▶ [WHAT IS EXPECTED]
Check every line of the records below for the string "actions" and copy the ones that have it.

======== THE RECORDS

PR #707, opened 2021-10-21
feat(documents pipeline update): remove deprecated str support

andersfylling:
BREAKING CHANGE: removes support for str values in certain fields when updating pipeline

### DIFF
--- a/packages/playground/src/__tests__/api/documentsApi.uint.spec.ts
+++ b/packages/playground/src/__tests__/api/documentsApi.uint.spec.ts
@@ -84,11 +84,11 @@ describe('Documents unit test', () => {
               TERMS: ['secret', 'confidential', 'sensitive'],
             },
             fieldMappings: {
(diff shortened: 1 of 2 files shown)


arnels (approved):

tommythorsen (approved):
Looks fine to me. While it technically is a breaking change, nobody are actually calling these at the moment, so it will not break anything in practice.

Is this consistent with other endpoints? Do we typically allow single strings as well as arrays?

henrist:
Shouldn't the "BREAKING CHANGE" description also be part of a commit message? Not sure how the auto-versioning works here

andersfylling:
The github auto merge just ignored the tests. 

Yeah I add the breaking change footer when merging.

andersfylling:
@tommythorsen Yes. we re-use the types so this should affect all related endpoints for pipeline config.

PR #708, opened 2021-10-21
chore(doc, samples): improve samples and doc related to authentication 

vegardok:
1. adds another react app that integrates with both CDF and the Microsoft graph
2. adds a node example for client credentials using `@azure/msal-node`
3. reorganize samples into `nodejs` and `react` folders
4. update guides/authentication.md to cover all normal cases (API keys, legacy flow and auth code w. pkce and client credentials using Azure)


samples/nodejs/oidc-typescript/.gitignore
```diff
@@ -0,0 +1 @@
+quickstart.js
```
andersfylling, line 1: why is this ignored?

andersfylling (approved):
LGTM! it's a large change so i might have missed something, but generally looks nice.


Also nice that u updated to node 16!

samples/nodejs/oidc-typescript/.gitignore
vegardok: `tsc quickstart.ts` will result in `quickstart.js` in the root dir

PR #716, opened 2021-11-05
feat(documents): use generics for documents types

andersfylling:
BREAKING CHANGE: simplified types

Prefer use of generics over duplicating types with different values.

Openapi schemas that are just an alias are inlined. eg. 
 - `LabelList` => `Label[]`


henrist:
Introducing generics will likely make it harder to get compatibility to auto-generated types based on the schema later? I feel that we should strive to reuse the same types as exposed in the API schema if possible. What do you think?

A little side note: It's nice that the commits in general allow me to look at the individual changes to ease reviewing (since looking at the whole PR is very hard in this case). I think the commit types are a bit off (I consider none of these to be `chore`). It would be nice with a little rebase to squash the commits that belong together (e.g. the `chore: move classifiers to own file` commits) - I often use `git rebase -i origin/master` to go through a branch to clean up a bit.

packages/playground/src/api/documents/pipelinesTypes.ts
```diff
@@ -28,7 +28,7 @@ export interface DocumentsSourceFile {
   name?: string[];
   directory?: string[];
   content?: string[];
-  metadata?: StringToStringArrayMap;
+  metadata?: Map<string[]>;
```
henrist, line 25: Maybe avoid the use of `Map` as name since it shadows a [global](https://developer.mozilla.org/en-US/docs/Web/JavaScript/Reference/Global_Objects/Map)?

henrist: Maybe just use `Record<string, string[]>` ?

andersfylling: I'll look into if we can use Record, due to backwards capability. And thanks, I forgot about `Map`!

henrist: What do you mean by "backwards compatibility" in this case?

tommythorsen (approved):
Looks good! :+1:

I second using a different name than `Map`, though.

andersfylling:
Closing as I now have a script for autogenerated types

PR #928, opened 2026-06-12
NUTCH-3185 Upgrade NekoHTML to 1.9.22

sebastian-nagel:
- Upgrade the Neko version in lib-nekohtml (used by parse-html and headings plugins)
- Remove the dependency in the headings plugin, import the lib-nekohtml plugin instead. This is done in the build file of the headings plugin.


lewismc (approved):
+1

PR #930, opened 2026-06-16
NUTCH-3188 CI builds startup failure because of disallowed workflow actions

sebastian-nagel:
Update dorny/paths-filter following [ASF approved GH workflow action patterns](https://github.com/apache/infrastructure-actions/blob/main/approved_patterns.yml).


lewismc (approved):
+1 thanks for catching this. It happens every now and then. It's a moving target.

PR #940, opened 2026-07-07
NUTCH-3186 Split SonarQube workflow in unprivileged build and privileged analysis part

sebastian-nagel:
- Cache / upload in master / PR ci build:
  - build artifacts (class files and dependency jars)
  - coverage reports
- Do not run builds or tests in "sonarcloud" workflow
- Download cached artifacts and call Sonarcloud scan
- Do not clean before running integration tests (protocol and indexer) to avoid that test results are removed


lewismc:
Nice @sebastian-nagel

================

▶ [REPLY]
NUTCH-3188 CI builds startup failure because of disallowed workflow actions
Update dorny/paths-filter following [ASF approved GH workflow action patterns](https://github.com/apache/infrastructure-actions/blob/main/approved_patterns.yml).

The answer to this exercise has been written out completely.